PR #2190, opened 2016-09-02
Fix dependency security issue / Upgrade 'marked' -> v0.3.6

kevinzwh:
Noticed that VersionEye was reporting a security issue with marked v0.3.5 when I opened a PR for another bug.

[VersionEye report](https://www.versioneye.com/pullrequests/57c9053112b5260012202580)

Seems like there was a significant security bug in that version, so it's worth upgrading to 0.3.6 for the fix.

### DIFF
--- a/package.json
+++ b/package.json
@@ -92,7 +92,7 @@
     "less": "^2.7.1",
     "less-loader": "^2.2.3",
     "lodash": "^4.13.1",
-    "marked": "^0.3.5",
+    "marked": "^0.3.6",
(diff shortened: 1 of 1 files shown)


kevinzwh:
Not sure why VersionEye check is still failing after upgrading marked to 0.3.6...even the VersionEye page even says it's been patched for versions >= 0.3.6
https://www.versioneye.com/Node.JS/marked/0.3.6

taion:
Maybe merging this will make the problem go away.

++++++++

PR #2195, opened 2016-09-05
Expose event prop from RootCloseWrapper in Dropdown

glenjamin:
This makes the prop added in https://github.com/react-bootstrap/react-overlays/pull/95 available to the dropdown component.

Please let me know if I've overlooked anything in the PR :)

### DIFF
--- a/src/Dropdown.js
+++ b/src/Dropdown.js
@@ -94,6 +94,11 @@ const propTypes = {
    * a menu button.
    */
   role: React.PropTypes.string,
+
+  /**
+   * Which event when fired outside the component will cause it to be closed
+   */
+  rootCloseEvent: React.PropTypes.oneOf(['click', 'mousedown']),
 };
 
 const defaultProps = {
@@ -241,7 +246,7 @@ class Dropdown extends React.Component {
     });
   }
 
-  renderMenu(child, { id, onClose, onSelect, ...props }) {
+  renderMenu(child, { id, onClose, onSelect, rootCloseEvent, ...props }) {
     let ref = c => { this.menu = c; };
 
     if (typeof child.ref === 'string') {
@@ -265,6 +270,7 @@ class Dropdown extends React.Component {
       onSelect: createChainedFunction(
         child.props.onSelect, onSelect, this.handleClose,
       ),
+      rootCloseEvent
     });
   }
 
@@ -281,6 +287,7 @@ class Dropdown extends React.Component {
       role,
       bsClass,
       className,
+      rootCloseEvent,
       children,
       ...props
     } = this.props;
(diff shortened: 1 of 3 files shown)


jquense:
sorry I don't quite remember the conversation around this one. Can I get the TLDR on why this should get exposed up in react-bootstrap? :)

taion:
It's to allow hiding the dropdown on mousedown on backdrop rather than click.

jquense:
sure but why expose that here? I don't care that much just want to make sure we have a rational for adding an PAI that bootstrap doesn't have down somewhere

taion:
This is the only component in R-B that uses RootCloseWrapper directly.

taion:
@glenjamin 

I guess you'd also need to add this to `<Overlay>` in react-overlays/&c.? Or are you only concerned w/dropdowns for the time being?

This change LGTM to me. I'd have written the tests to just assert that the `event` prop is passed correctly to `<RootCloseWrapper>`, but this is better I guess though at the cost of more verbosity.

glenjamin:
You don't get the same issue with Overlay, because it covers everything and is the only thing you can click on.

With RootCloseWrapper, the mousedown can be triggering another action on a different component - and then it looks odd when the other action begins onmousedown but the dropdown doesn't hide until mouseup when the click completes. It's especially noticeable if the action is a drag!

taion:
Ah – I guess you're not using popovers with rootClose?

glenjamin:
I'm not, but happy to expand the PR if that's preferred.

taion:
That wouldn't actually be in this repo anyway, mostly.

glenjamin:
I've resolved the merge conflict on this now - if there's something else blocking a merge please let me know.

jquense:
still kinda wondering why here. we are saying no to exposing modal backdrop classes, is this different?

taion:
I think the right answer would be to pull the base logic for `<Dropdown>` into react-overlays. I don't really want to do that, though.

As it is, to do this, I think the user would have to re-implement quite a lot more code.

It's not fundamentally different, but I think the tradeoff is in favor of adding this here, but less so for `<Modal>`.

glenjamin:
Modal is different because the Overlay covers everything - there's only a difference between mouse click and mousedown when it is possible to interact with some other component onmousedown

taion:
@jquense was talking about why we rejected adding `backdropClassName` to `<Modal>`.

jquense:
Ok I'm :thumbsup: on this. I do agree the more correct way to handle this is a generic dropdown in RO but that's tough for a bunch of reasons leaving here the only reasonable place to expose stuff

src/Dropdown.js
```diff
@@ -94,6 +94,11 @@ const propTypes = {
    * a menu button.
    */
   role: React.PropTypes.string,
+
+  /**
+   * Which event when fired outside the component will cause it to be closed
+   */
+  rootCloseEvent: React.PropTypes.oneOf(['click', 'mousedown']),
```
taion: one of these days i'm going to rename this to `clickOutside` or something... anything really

++++++++

**ACTIVITY:**
Looking back over the data above, restate word for word the lines that begin at the line with "PR #2190, opened 2016-09-02" and end at the line with "Maybe merging this", inclusive.

**EXPECTED OUTPUT:**
PR #2190, opened 2016-09-02
Fix dependency security issue / Upgrade 'marked' -> v0.3.6

kevinzwh:
Noticed that VersionEye was reporting a security issue with marked v0.3.5 when I opened a PR for another bug.

[VersionEye report](https://www.versioneye.com/pullrequests/57c9053112b5260012202580)

Seems like there was a significant security bug in that version, so it's worth upgrading to 0.3.6 for the fix.

### DIFF
--- a/package.json
+++ b/package.json
@@ -92,7 +92,7 @@
     "less": "^2.7.1",
     "less-loader": "^2.2.3",
     "lodash": "^4.13.1",
-    "marked": "^0.3.5",
+    "marked": "^0.3.6",
(diff shortened: 1 of 1 files shown)


kevinzwh:
Not sure why VersionEye check is still failing after upgrading marked to 0.3.6...even the VersionEye page even says it's been patched for versions >= 0.3.6
https://www.versioneye.com/Node.JS/marked/0.3.6

taion:
Maybe merging this will make the problem go away.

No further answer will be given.